A recent article in Forbes went through a few winning investment strategies that some of the top figures in real estate have used as a proven means to wealth building. Let’s take a look at a few.

Gentrification isn’t a dirty word

One of the single best ways to consistently earn outsize returns through real estate investing is to get in on the ground floor of a gentrifying neighborhood. Some of the most successful real estate investors of all time, such as Barbara Corcoran, have used this strategy to astonishing effect.

Corcoran says that her favored technique is to find up-and-coming neighborhoods by looking at where young professionals and artists are currently living. She says that it inevitably follows that as those people age and increase their earning power, they slowly transform their neighborhoods from a state of dilapidation to upper-class enclaves.

Buy residential real estate, and rent it

Ken Lebovic owns thousands of properties. But he has followed a very simple strategy to get there. He looks for attractive residential properties that are good prospects for long-term appreciation and that also produce decent cash flows.

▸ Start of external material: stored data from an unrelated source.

PR #714, opened 2026-08-03
Fix unreachableDefinitions dropped when root schema isn't an object

### LINKED ISSUE #439: `unreachableDefinitions` not working with non plain object root node
If root node is not plain object type, `unreachableDefinitions` doesn't work and unreached definitions is not exported.

Calling: `json2ts -i test.schema.json -o test.d.ts --unreachableDefinitions`

Package version: 10.1.5
Node version: 17.3.1

## Number test
```json
{
  "$schema": "http://json-schema.org/draft-07/schema",
  "type": "number",
  "definitions": {
    "unreached": {
      "type": "boolean"
    }
  }
}
```

### Received
```ts
export type TestSchema = number;
```

### Expected
```ts
export type TestSchema = number;
export type Unreached = boolean;
```

## Array test
```json
{
  "$schema": "http://json-schema.org/draft-07/schema",
  "type": "array",
  "items": {
    "type": "number"
  },
  "definitions": {
    "unreached": {
      "type": "boolean"
    }
  }
}
```

### Received
```ts
export type TestSchema = unknown[];
```

### Expected
```ts
export type TestSchema = unknown[];
export type Unreached = boolean;
```

## Logic subschemas test
```json
{
  "$schema": "http://json-schema.org/draft-07/schema",
  "type": "object",
  "oneOf": [
    {
      "type": "number"
    },
    {
      "type": "string"
    }
  ],
  "definitions": {
    "unreached": {
      "type": "boolean"
    }
  }
}
```

### Received
```ts
export type TestSchema = number | string;
```

### Expected
```ts
export type TestSchema = number | string;
export type Unreached = boolean;
```

## Object (only currently working)
```json
{
  "$schema": "http://json-schema.org/draft-07/schema",
  "type": "object",
  "properties": {
    "test": {
      "type": "number"
    }
  },
  "definitions": {
    "unreached": {
      "type": "boolean"
    }
  }
}
```

### Received and expected
```ts
export type Unreached = boolean;

export interface TestSchema {
  test?: number;
  [k: string]: unknown;
}
```

bcherny:
Fixes #439.

The `unreachableDefinitions` handling lived inside `parseSchema`, which is only invoked for object-typed root schemas. This moves it to a new `parseUnreachableDefinitions`, called once from `compile()` on the root schema regardless of its type, with the resulting ASTs threaded through `optimize()`/`generate()` alongside the root AST.

Does not cover `$defs` nested inside non-root subschemas — those were already silently dropped before this fix (the definitions lookup used for naming only ever considered the root schema's own `$defs`), and remain out of scope here.

Regression test: `test/e2e/options.unreachableDefinitions-non-object-root.ts`.

auto-fix-bot:issue-439


percymcn:
I hit this same class of bug elsewhere today and was curious how it played out here, so I built the PR branch and measured it against its own parent rather than reasoning from the diff. Short version: **it works, it doesn't regress anything I could find, and its test genuinely discriminates.** Details below in case they're useful for review, since this is a bot-authored PR with no reviews yet.

**Before/after, same tree** — `d8618e5` (this PR's parent) vs `b857fe8` (PR head), `unreachableDefinitions: true`, one unreachable definition in each:

| root schema | parent | PR head |
|---|---|---|
| `type: "object"` | emitted | emitted |
| `type: "string"` | **dropped** | emitted |
| `type: "array"` | **dropped** | emitted |
| `anyOf: [...]` | **dropped** | emitted |
| no `type` at all | emitted | emitted |
| `type: "number"` + draft-07 `definitions` (the added fixture) | **dropped** | emitted |

That last row is worth calling out explicitly: **the new test fails on the parent commit**, so it's a real regression test rather than one that passes either way. That's not the norm for auto-generated fixtures and it's the first thing I'd have checked.

Both bag spellings work, which the diff explains — `parseUnreachableDefinitions` reads `rootSchema.$defs` off the *normalized* schema, so `definitions` has already been folded in by then.

**Things I tried to break and couldn't** (all byte-identical between parent and PR head):

- **Double emission.** `parseUnreachableDefinitions` parses *every* entry in `rootSchema.$defs`, including the reachable ones, so this was my main worry. It's fine — `processed`/`usedNames` are threaded through from the `parse()` call above it, so a reachable definition hits the cache. Worth knowing that the correctness depends on that ordering: if the two calls were ever swapped, reachable definitions would get `isUnreachableDefinition = true` and the "referenced by … via the `definition`" comment attached to them.
- **Reachable + unreachable in the same bag** — one of each, emitted once each.
- **Name collision with the root type name** (`{type: "string", $defs: {Root: {...}}}`) — correctly deduped to `Root1`. This one only becomes reachable *because* of the fix, since non-object roots emitted nothing before, so it seemed worth checking.
- Reachable definitions keep exactly the comment they had before.

`npm run format-check` and `npm run typecheck` both pass on the branch; I couldn't run the full suite because it needs `bun`.

**On the deferred half.** The description says `$defs` nested inside non-root subschemas were already dropped and stay out of scope — I verified both halves of that (dropped on the parent, still dropped on the PR head, so it's not a regression). For whatever it's worth in deciding whether that needs a follow-up: neither dominant generator produces that shape. `pydantic` 2.13.4 hoists every model to a root `$defs`, and `zod` 4.4.3 either inlines or hoists — I couldn't get either to emit a `$defs` at a non-root position. The population that would hit it is bundled schemas (2020-12 embedded resources keep their own `$defs`) and hand-authored/OpenAPI-style documents, which seems like a fair thing to defer.

**One small suggestion.** The fix's claim is "regardless of root type" and the fixture pins one root type (`number`). I verified `string`, `array`, and `anyOf` roots all work too, but none of them is pinned — and the immediately preceding commit (#708) was about combinator roots specifically, so an `anyOf` root is the one I'd add if you only add one. It's a two-line fixture.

Lebovic says that there are a few major advantages to focusing on residential properties. First, people always need a roof over their heads. This puts a hard floor on the extent to which residential prices can fall because there is always demand for them. Second, a residence can continue to appreciate even if it goes long periods without being rented. This is not true for commercial properties like strip malls where vacancies can negatively impact the value of the property itself.

Timing is important

As in all other forms of investing, the purchase price will largely determine the potential returns. Buying at market troughs can ensure solid long-term returns. Buying at market peaks can require years to realize appreciation.